**ACTIVITY**
Where a line contains "## Description", start there and write out that line and each one after it, word for word, through the final line of the entries; add nothing else.

**DATA RECORDS**
PR #139, opened 2021-04-19
Update diagrams and fix some runtime errors caused by null safety migration

gspencergoog:
## Description

This updates all of the diagrams run with the latest framework, and fixes some runtime errors caused by nullsafety migration.

I've verified that the diagrams and videos look sane, but spot checks wouldn't hurt.

There are also some small code changes which need reviewing.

**YOUR SOLUTION**
## Description

This updates all of the diagrams run with the latest framework, and fixes some runtime errors caused by nullsafety migration.

I've verified that the diagrams and videos look sane, but spot checks wouldn't hurt.

There are also some small code changes which need reviewing.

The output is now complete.